Entrar no 302 foi tão feliz quanto sentir o sentimento glorioso de Clarice. Conquistei um pedacinho de lugar para por minhas alegrias, meus gostos. Pintei uma parede, coloquei quadros que escolhi, comprei mais plantas, vi o sol nascer da minha janela numa noite de insônia. Tomei café forte com o sol das seis encostando no meu rosto. Dormi -quase- todos os dias do ano ao lado da pessoa que me torna mais forte à cada ano que finda.
Aos poucos fui descobrindo o quão instável é o meu trabalho e o quanto isso abriu caminhos para eu modificar alguns traços -ainda- inflexíveis de mim. Inúmeras vezes acreditei que seria o fim da linha, chorei, desacreditei. No outro dia eu mesma tinha descoberto a solução. A vida é tão mais fácil do que a gente pensa, sabe? Pena que a gente é desesperado e esquece. Hoje, após tantos rodeios da minha profissão, tenho calma diante das adversidades. Tudo é tão inconstante. E eu que sempre tive dificuldade para conviver com mudanças, aceito e espero tudo se ajeitar.

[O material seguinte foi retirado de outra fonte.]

PR #143, opened 2019-02-20
Add tooltips for sub-category folder

pujiaxun:
Background: I wonder how many problems I have solved. Then I found the tooltip field is available for now. That's it~

### DIFF
--- a/src/explorer/LeetCodeTreeDataProvider.ts
+++ b/src/explorer/LeetCodeTreeDataProvider.ts
@@ -46,6 +46,7 @@ export class LeetCodeTreeDataProvider implements vscode.TreeDataProvider<LeetCod
         const idPrefix: number = Date.now();
         return {
             label: element.isProblem ? `[${element.id}] ${element.name}` : element.name,
+            tooltip: this.getSubCategoryTooltip(element),
             id: `${idPrefix}.${element.parentName}.${element.id}`,
             collapsibleState: element.isProblem ? vscode.TreeItemCollapsibleState.None : vscode.TreeItemCollapsibleState.Collapsed,
             contextValue: element.isProblem ? "problem" : element.id.toLowerCase(),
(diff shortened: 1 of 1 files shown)


jdneo:
@pujiaxun Sounds great. Would you mind to attach a screenshot in the PR?

pujiaxun:
> @pujiaxun Sounds great. Would you mind to attach a screenshot in the PR?

image

It looks like this. @jdneo

jdneo:
@pujiaxun Just one small comment.

pujiaxun:
```js
        import * as os from "os";
        //...

        return [
            `AC: ${numAC}`,
            `Not AC: ${numNotAC}`,
            `Unknown: ${numUnknown}`,
            `Total: ${problems.length}`,
        ].join(os.EOL);
```

Like this? @jdneo

jdneo:
@pujiaxun Yes, looks much better.

pujiaxun:
@jdneo  Any other suggestions? For instance, I think the name "Not AC" sounds weird...

jdneo:
@pujiaxun hmm, good question.

Regarding the wording. My suggestion is `Not AC` -> `Failed`

Either `Unknown` or `Total`, one of them can be removed I think? What do you think?

pujiaxun:
@jdneo I prefer to keep `Total` if I have to give up one of them. After all, the tag `Unknown` is somewhat confusing.

jdneo:
Same to me. So let's keep `AC`, `Failed` and `Total`.

src/explorer/LeetCodeTreeDataProvider.ts
```diff
@@ -180,7 +180,6 @@ export class LeetCodeTreeDataProvider implements vscode.TreeDataProvider<LeetCod
 
         let numAC: number = 0;
         let numNotAC: number = 0;
```
jdneo: nit:
`numAC` -> `acceptedNum`
`numNotAC` -> `failedNum`

pujiaxun: cool

Issue #117, opened 2019-02-12
proxy issue: log in time out


shaoxul:
Dear friends,

For the sake of the gateway firewall, the http proxy must be used to connect internet.
But the log-in always times out. It looks like to try to connect to the leetcode server directly instead of through the proxy.

Is there any configuration I missed?

jdneo:
@shaoxul Hmm, I have not met this problem before. But just found that the VS Code has proxy related settings. Maybe you can have a try?

![image](https://user-images.githubusercontent.com/6193897/52612638-a39e3400-2ec5-11e9-84d0-18e9b0a41036.png)

shaoxul:
@jdneo Thank you for your reply. Yes, I tried, but it works for the VS code itself(e.g. extension market), but not works for this this extension.

jdneo:
So far, I have no idea what I can do for your problem...

Need some more investigation here...

MiloJason:
@shaoxul I have met the same problem as you.

zfrxiaxia:
same problem

edvardchen:
@shaoxul  It seems that vscode's proxy setting does't work. Try to start vscode with command line arguments

```
code --proxy-server=yourproxy
``` 

or setting the global env variables before run code. [See more in official document ](https://code.visualstudio.com/docs/setup/network)

jdneo:
@edvardchen Provided a solution in #147.

The root cause is that when we trigger a leetcode-cli command, we will spawn a new child_process to send the request, which may bypass the proxy setting in VS Code.

So, we need to read the proxy setting of VS Code. and set it in the created child_process.

More details can be found in #147

PR #147, opened 2019-02-21
Pass http proxy as env to command (fix #136, #117)

### LINKED ISSUE #136: mac login error
login: pass: - Signing in leetcode.com
[ERROR] Error: tunneling socket could not be established, cause=connect EHOSTUNREACH 0.0.4.63:80 - Local (10.0.0.11:59146)

edvardchen:
We use leetcode-cli and leetcode-cli uses request to call LeetCode web API.
It's lucky that request respects the http proxy env variables(http_proxy, https_proxy),
so all we need to do is passing proxy as env variable http_proxy to every command.

TODO: do we need to set https_proxy for https request?

### DIFF
--- a/src/utils/workspaceUtils.ts
+++ b/src/utils/workspaceUtils.ts
@@ -44,18 +44,3 @@ export async function getActiveFilePath(uri?: vscode.Uri): Promise<string | unde
 export function getWorkspaceConfiguration(): vscode.WorkspaceConfiguration {
     return vscode.workspace.getConfiguration("leetcode");
 }
-
-function getHttpAgent(): string | undefined {
-    return vscode.workspace.getConfiguration("http").get<string>("proxy");
-}
-
-// clone process.env and add http proxy
-export function createEnvOption(): {} {
-    const proxy: string | undefined = getHttpAgent();
-    if (proxy) {
-        const env: any = Object.create(process.env);
-        env.http_proxy = proxy;
-        return env;
-    }
-    return process.env;
-}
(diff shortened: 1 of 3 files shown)


jdneo:
Thank you @edvardchen for contribution.

So Is this PR aimed to fix #117

edvardchen:
Yes.

jdneo:
@edvardchen Awesome, I'll take a look later, thanks!

jdneo:
Hi @edvardchen

What will happen if we don't set https_proxy for https request

edvardchen:
request will use http_proxy as fallback

edvardchen:
Because vscode user setting doesn't have a https.proxy option, so we should not worry about it.

src/utils/workspaceUtils.ts
```diff
@@ -44,3 +44,18 @@ export async function getActiveFilePath(uri?: vscode.Uri): Promise<string | unde
 export function getWorkspaceConfiguration(): vscode.WorkspaceConfiguration {
     return vscode.workspace.getConfiguration("leetcode");
 }
+
+function getHttpAgent(): string | undefined {
+    return vscode.workspace.getConfiguration("http").get<string>("proxy");
+}
+
+// clone process.env and add http proxy
+export function createEnvOption(): {} {
```
jdneo: Looks like cpUtils.ts is a better place to put this method?

edvardchen: Sure. I'll move it there.

jdneo:
@edvardchen Thank you for your contribution!

Issue #59, opened 2018-08-15
如何在show problem时，读取本地文件，而不是新建一个？


SkyLin0909:
![image](https://user-images.githubusercontent.com/20888672/44142674-816bef8a-a0b3-11e8-99be-05f386798e7f.png)

jdneo:
不太确定我有没有正确理解的你的问题。

你可以试试在VS Code里，点击`File` > `Open Folder...`， 然后选择目标文件夹（默认情况下所有题目会存储在`$HOME/.leetcode/`），这个时候你就可以在VS Code里看到所有文件了。

![image](https://user-images.githubusercontent.com/6193897/44145903-dd08c87a-a0bf-11e8-871d-db2c14ad1ee8.png)

taoweicn:
> 不太确定我有没有正确理解的你的问题。
> 
> 你可以试试在VS Code里，点击`File` > `Open Folder...`， 然后选择目标文件夹（默认情况下所有题目会存储在`$HOME/.leetcode/`），这个时候你就可以在VS Code里看到所有文件了。
> 
> ![image](https://user-images.githubusercontent.com/6193897/44145903-dd08c87a-a0bf-11e8-871d-db2c14ad1ee8.png)

我觉得在点击show problem时先判断一下本地有没有文件再来决定打开本地文件（如果本地有）或者拉取题目（如果本地没有）这样好一点，因为这样可以看到之前的草稿或者提交的答案

jdneo:
@taoweicn This is a good suggestion.

@SkyLin0909 Do you mean to make the extension work as @taoweicn said?

SkyLin0909:
@jdneo yes

jdneo:
@poppinlp All the issues are PR welcomed. Just remember to discuss the implementation in the issue before sending out the PR.

Thanks

poppinlp:
@jdneo 
Thanks. Nice!
I've looked into the code about this issue since it really bothers me.

This issue is caused by the params we passed into the `show` API of `leetcode-cli` which will generate a new source code file every time. And i haven't seen a param for existence checking in `show` API.

So here may be some plans:

A: We could genearte the file name by ourself and by which we could do the existence checking to determine whether to use the local code or get the remote template by `show` API from `leetcode-cli`.

This could solve this problem but we may meet some new problems too:

- generating file name by id and slug which should be compatible with the present
- mapping the file extension with language

[...]

PR #149, opened 2019-02-22
feat: support load code from local file for issue 59

poppinlp:
This RP is for #59. The main logic change is that `showProblem` operation will try to load local code first. Here are the changes:

- Add `lodash.kebabcase` in dependencies to generate a slug
- Add `langExt` in `shared.ts` to do the extension mapping for language
- Add `problemUtils.ts` which contains utils for problem
- The `showProblem` in `leetCodeExecutor.ts` will return the code file path right now

### DIFF
--- a/src/leetCodeExecutor.ts
+++ b/src/leetCodeExecutor.ts
@@ -8,7 +8,7 @@ import * as requireFromString from "require-from-string";
 import * as vscode from "vscode";
 import { Endpoint, IProblem } from "./shared";
 import { executeCommand, executeCommandWithProgress } from "./utils/cpUtils";
-import { genFileName } from './utils/problemUtils';
+import { genFileName } from "./utils/problemUtils";
 import { DialogOptions, openUrl } from "./utils/uiUtils";
 import * as wsl from "./utils/wslUtils";
 
@@ -78,9 +78,8 @@ class LeetCodeExecutor {
     public async showProblem(node: IProblem, language: string, outDir: string): Promise<string> {
         const fileName: string = genFileName(node, language);
         const filePath: string = path.join(outDir, fileName);
-        const hasLocalCode: boolean = await fse.pathExists(filePath);
 
-        if (!hasLocalCode) {
+        if (!await fse.pathExists(filePath)) {
             const codeTemplate: string = await this.executeCommandWithProgressEx("Fetching problem data...", "node", [await this.getLeetCodeBinaryPath(), "show", node.id, "-cx", "-l", language]);
             await fse.writeFile(filePath, codeTemplate);
         }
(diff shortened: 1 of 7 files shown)


src/utils/problemUtils.ts
```diff
@@ -0,0 +1,8 @@
+import kebabCase = require("lodash.kebabcase");
+import { IProblem, langExt } from "../shared";
+
+export function genFileName(node: IProblem, language: string): string {
+    const name: string = kebabCase(node.name);
+    const ext: string | undefined = langExt.get(language);
+    return `${node.id}.${name}.${ext}`;
```
jdneo: `ext` here might be `undefined`. Though according to current logic, it's impossible.

I think you can have another util method here to parse the `ext` from a language name. Meanwhile, throw an error if the language is not supported.

src/utils/problemUtils.ts
```diff
@@ -0,0 +1,8 @@
+import kebabCase = require("lodash.kebabcase");
```
jdneo: Use `import` instead of `require`.

src/leetCodeExecutor.ts
```diff
@@ -74,8 +75,17 @@ class LeetCodeExecutor {
         );
     }
 
-    public async showProblem(id: string, language: string, outDir: string): Promise<string> {
-        return await this.executeCommandWithProgressEx("Fetching problem data...", "node", [await this.getLeetCodeBinaryPath(), "show", id, "-gx", "-l", language, "-o", `"${outDir}"`]);
+    public async showProblem(node: IProblem, language: string, outDir: string): Promise<string> {
+        const fileName: string = genFileName(node, language);
+        const filePath: string = path.join(outDir, fileName);
+        const hasLocalCode: boolean = await fse.pathExists(filePath);
```
jdneo: `hasLocalCode` is redundant. We can move `await fse.pathExists(filePath)` into the if block.

src/utils/problemUtils.ts
poppinlp: I use it in this way because of the issue of lodash. T_T

src/utils/problemUtils.ts
poppinlp: OK. I'll fix it.

src/leetCodeExecutor.ts
poppinlp: OK.

src/utils/problemUtils.ts
jdneo: OK, it's fine.

poppinlp:
I'm sorry for the lint error. T_T

jdneo:
@poppinlp Thank you for the contribution. Nice job!

I'll send out another PR to add you the contributors..

Issue #166, opened 2019-02-28
Custom file name template


Dec-F:
考虑支持自定义的文件名吗？
 
比如 中文版生成的文件名含有中文，import一个中文文件，感觉不是很靠谱，所以每次都要手动修改。

我觉得，文件名最好支持模版插值，可以取{tag}{difficulty}等几个meta信息填充，这样也可以满足不同人的需求。

jdneo:
@poppinlp Guessing this might be a regression in #149

If the user is using Chinese version LeetCode, the file name we generated will contain Chinese

Dec-F:
> @poppinlp Guessing this might be a regression in #149
> 
> If the user is using Chinese version LeetCode, the file name we generated will contain Chinese

I think these two issues are not the same function, maybe you didn't understand what I meant. I am suggesting to add a configuration item, just like `outputFolder`, does not affect the reading of local files.

Dec-F:
Setting Name | Description | Default Value
------------ | ------------- | ------------
fileName | The name of the generated file;{id}-{difficulty}-{tag}-{name} | {id}.{name}.{ext} |


like this? @jdneo

poppinlp:
@jdneo 
I have not tested on the Chinese version LeetCode. That's my fault. I'll fix it and think about the test cases.

@Dec-F 
Yep. You are talking about a different feature. I think I get your point.
What's your option about this? @jdneo I think this feature is reasonable but not high priority.

Dec-F:
If this feature is necessary, I will submit a PR tomorrow or weekend. What do you think? @jdneo @poppinlp

jdneo:
@poppinlp Not your fault, we all missed that part, It's great if this can be fixed.

@Dec-F PR is welcome, you can send out it whenever you want.

poppinlp:
@jdneo  I've sent a PR to fix the Chinese file name issue.

@jdneo @Dec-F Here maybe a plan to support the file name pattern:

We could pass the whole config into the `genFileName` function instead of the only `endpoint` right now to avoid too many params. And then generate the file name by the pattern in the setting. And don't forget to update the documents after that.

The variable in pattern could be:
- id
- name
- difficulty
- ext
- companies(join the array in kebabcase?)
- tags(join the array in kebabcase?)

jdneo:
for a certain problem, it may belong to multiple companies and tags, how to handle this senario?

poppinlp:
[...]

PR #168, opened 2019-02-28
fix: use pinyin instead of Chinese in file name for leetcode-cn problem

poppinlp:
This PR is for #166 

- Add a dependency [pinyin](https://github.com/hotoo/pinyin) to generate slug for Chinese.
- Add a function to generate slug by problem name and endpoint.

### DIFF
--- a/package-lock.json
+++ b/package-lock.json
@@ -5,9 +5,9 @@
     "requires": true,
     "dependencies": {
         "@types/fs-extra": {
-            "version": "5.0.0",
-            "resolved": "https://registry.npmjs.org/@types/fs-extra/-/fs-extra-5.0.0.tgz",
-            "integrity": "sha512-qtxDULQKUenuaDLW003CgC+0T0eiAfH3BrH+vSt87GLzbz5EZ6Ox6mv9rMttvhDOatbb9nYh0E1m7ydoYwUrAg==",
+            "version": "5.0.5",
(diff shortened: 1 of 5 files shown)


jdneo:
@poppinlp Thank you for providing the fix.

Hmm, what I'm actually thinking is that can we make sure that using `Pinyin` is better than `Chinese` for our users. At least for me, I have no answers to this question now.

So my suggestion is we can just leave this fix for a while, wait for our users' feedback and decide where we should go, what do you think?

poppinlp:
For me, I think it's a little bit strange to use Chinese in a file name.
But I agree with you that we could wait for more feedback. :)

magic-akari:
Can we fetch the meta information from leetcode and use it in leetcode-cn?

jdneo:
> Can we fetch the meta information from leetcode and use it in leetcode-cn?

Do you mean make the problem from `leetcode-cn` has the same name as those from `leetcode`, instead of using Chinese name?

magic-akari:
> > Can we fetch the meta information from leetcode and use it in leetcode-cn?
> 
> Do you mean make the problem from `leetcode-cn` has the same name as those from `leetcode`, instead of using Chinese name?

Yes, that is what I mean.

jdneo:
Cool, That seems a better solution. Do you want to have a look into this?

poppinlp:
Seems this PR is outdated with lots of conflicts. We may create another one for that solution.

PR #174, opened 2019-03-01
✨ add a new config:'fileName'

Dec-F:


jdneo:
@Dec-F Thank you for contribution. While, the PR contains too much formatting change, which makes it difficult to review.

Another question is that will your request get satisfied if we implement the comment here: https://github.com/jdneo/vscode-leetcode/issues/119#issuecomment-466778120

jdneo:
@Dec-F Oh, I missed one thing about this issue.

The leetcode-cli has a rule on the file name otherwise the submission will fail. So this PR might be hanged for now, until the dependency on leetcode-cli removed.

Sorry for that I forgot this limitation at first.

Dec-F:
@jdneo Ok, then what are the plans for lifting this dependency? I can see what I can do.

jdneo:
@Dec-F yes, we do need some more people to write the core lib. A lot of work to do...

I'm still thinking about how to achieve that and where to start...

Will inform you when I have an idea.

magic-akari:
Hello. Any update here?

jdneo:
Sorry I do not update in time about this PR. The limitation for the file name is not valid anymore. Since the generated file will contains a comment to contain problem metadata, such as the problem id.

jdneo:
Hi @Dec-F,

Thank you for your contribution and great work! We now have a new setting: [`leetcode.filePath`](https://github.com/jdneo/vscode-leetcode/wiki/Customize-the-Relative-Folder-and-the-File-Name-of-the-Problem-File) which I think can resolve this feature request.

I'm closing this PR but feel free to let me know if you have more ideas on this.

Thanks!

Issue #165, opened 2019-02-28
The icon in viewsContainers is blur in MacOSX


Eskibear:
You might compare it with other icons, it looks uncomfortable. 

<img width="51" alt="screen shot 2019-02-28 at 1 18 12 pm" src="https://user-images.githubusercontent.com/2351748/53542860-58d61a80-3b5b-11e9-911c-0db43715a681.png">

jdneo:
Fixed in #175 

Thank you @poppinlp for help!

PR #175, opened 2019-03-01
fix: use a new icon svg

poppinlp:
This PR is for #165 
Just use a new SVG file.

Here's a screenshot on my retina screen:
image

Here's a screenshot on my non-retina screen:
image

Seems it will fix the blur on a retina screen and won't break the non-retina screen.


jdneo:
@poppinlp

Genius!! how did you achieve that?

PR #279, opened 2019-02-21
Fix #278 Add timeout parameters to AbstractDownloadLicensesMojo

### LINKED ISSUE #278: Add timeout parameters to AbstractDownloadLicensesMojo

ppalaga:


nfalco79:
Do you want use these property also to configure the HTTP client?

ppalaga:
> Do you want use these property also to configure the HTTP client?

The new params are used to configure the HTTP client used by AbstractDownloadLicensesMojo. Other HTTP clients instantiated elsewhere are out of the scope of the current PR.

PR #280, opened 2019-02-21
Fix #277 aggregate-add-third-party does not use missingFileUrl parameter

### LINKED ISSUE #277: aggregate-add-third-party does not use missingFileUrl parameter
Even though missingFileUrl is set and resolves missing license of a bundle project's dependency, the aggregate-add-third-party goal fails checking for license of that dependency.
I'll show you in an integration test

elballa:
Integration test reproducing the issue

### DIFF
--- a/src/it/aggregate-add-third-party-missing-file/child/pom.xml
+++ b/src/it/aggregate-add-third-party-missing-file/child/pom.xml
@@ -1,0 +1,51 @@
+<?xml version="1.0" encoding="UTF-8"?>
+<!--
+  #%L
+  License Maven Plugin
+  %%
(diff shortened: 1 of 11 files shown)


elballa:
Hello @ppalaga, let me know if fix is as your expectation

elballa:
We created three integration tests as you asked for.
We found a new problem in using missingFile parameter because it was overrided by default value of deprecated aggregateMissingLicensesFile parameter as explained in the issue #284. So we also provided the solution of that issue by removing the assignment of the default value.

ppalaga:
Replaced by https://github.com/mojohaus/license-maven-plugin/pull/286

PR #281, opened 2019-02-21
Fix #271 aggregate-add-third-party evaluate acceptPomPackage also for current project

### LINKED ISSUE #271: acceptPomPackage does not have effect on the parent project when aggregate-add-third-party
Hi, we have a maven project (packaging pom) that aggregate only artifacts to be delivered to a client.
To do this usually we define dependencies on a project of with pom packaging and run the assembly plugin (or depedency-copy-dependency) to gathers all of them.
Now our department would realize a report to double check all licenses to give to a client.
The acceptPomPackage documents "To execute or not this mojo if project packaging is pom." but it is not executed if the project is that where we run the mvn command.

Looking the code the aggregate-add-third-party cycles on each project in the reactor but skip itself. This mean that only child module of kind pom are considered. From the documentation I expect it run a forked add-third-party also on the parent pom (the project from which I run mvn command).

nfalco79:
The aggregate-add-third-party goal now evaluate acceptPomPackage also for the current project like add-third-party does.

### DIFF
--- a/src/it/aggregate-add-third-party-no-children/invoker.properties
+++ b/src/it/aggregate-add-third-party-no-children/invoker.properties
@@ -1,0 +1,23 @@
+###
+# #%L
+# License Maven Plugin
+# %%
+# Copyright (C) 2019, Falco Nikolas
+# %%
+# This program is free software: you can redistribute it and/or modify
+# it under the terms of the GNU Lesser General Public License as
+# published by the Free Software Foundation, either version 3 of the
+# License, or (at your option) any later version.
+#
+# This program is distributed in the hope that it will be useful,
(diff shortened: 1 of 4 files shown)


nfalco79:
Yes I will do thos night

ppalaga:
> Yes I will do thos night

I am doing it now.

ppalaga:
Replaced by https://github.com/mojohaus/license-maven-plugin/pull/287

nfalco79:
I do not see the 1.18 release on maven central. Is it correct? Usually within 24 hours the release is available by oss.sonatype.org

ppalaga:
Voting is in progress https://groups.google.com/d/msg/mojohaus-dev/1AuEwCubmrg/RAajxHR2AQAJ

PR #286, opened 2019-02-23
Fix #277 aggregate-add-third-party does not use missingFileUrl parameter

### LINKED ISSUE #277: aggregate-add-third-party does not use missingFileUrl parameter

ppalaga:
@elballa these are all your changes from https://github.com/mojohaus/license-maven-plugin/pull/280 , I just just reorderd them to make more sense.


ppalaga:
@elballa thanks for the contribution!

Ah como eu aprendi a conviver com sentimentos ruins. Sentimentos até então conhecidos mas aprimorados, mais cruéis, humilhantes. Caí centenas, milhares de vezes. Mas, ah, os livros! Sem eles, como sairia dos labirintos da minha mente? Lutei com meus próprios demônios com a poesia de Clarice, Pessoa. Agarrei-me aos ensinamentos e experiências pessoais de Lacombe, e falhei com a biografia de Van Gogh. Porém alcancei minha meta de leitura. Ler alimenta a poesia interior que é morta todos os dias com as obrigações do cotidiano.
Conquistei coisinhas tão desejadas mas tão pequenas que me constrangeria em citá-las. Nossas conquistas são realmente nossas, ninguém se interessa tanto quanto nós; e esse foi um dos meus maiores aprendizados do ano. Fiz e faço por mim, por quem eu amo. Nada mais interessa.
Minha família se tornou ainda mais minha maior fonte de todas as coisas boas. Valorizei cada segundo de conversa com meus pais, entendi melhor as bizarrices de adolescente do meu irmão, fomos tão melhores esse ano. Eles nem imaginam do que eu seria capaz por eles. Nem precisam saber, mas se precisarem de qualquer miudeza serei a maior e a mais forte de todas as pessoas existentes.
Viajei muito menos do que o que eu queria, mas fui presenteada com um puta por do sol e um banho de rio com águas tranquilas numa cidadezinha que jamais esperava. Vi o contraste do sol descendo reluzir no barquinho do pescador, e fotografei o momento com os olhos da memória para nunca mais esquecer.
Aprendi muito, ganhei muito e sou muito, muito, muito grata por 2018. De forma ampla, foi um ano tranquilo, pessoas novas chegaram e me trouxeram muita felicidade. Pessoas foram saindo devagarzinho. Voltei a jogar bola e conquistei uma medalha. Obrigada por tudo 2018. Obrigada por tudo Deus. Universo. Imensidão. Continuarei emanando energia pura e fluida para que tudo retorne bem. Que eu conquiste mais, que eu aprenda mais, que eu lute mais, que eu ame mais -ainda mais- no ano que tá batendo na porta. Que eu seja justa e segure a mão dos meus próximos.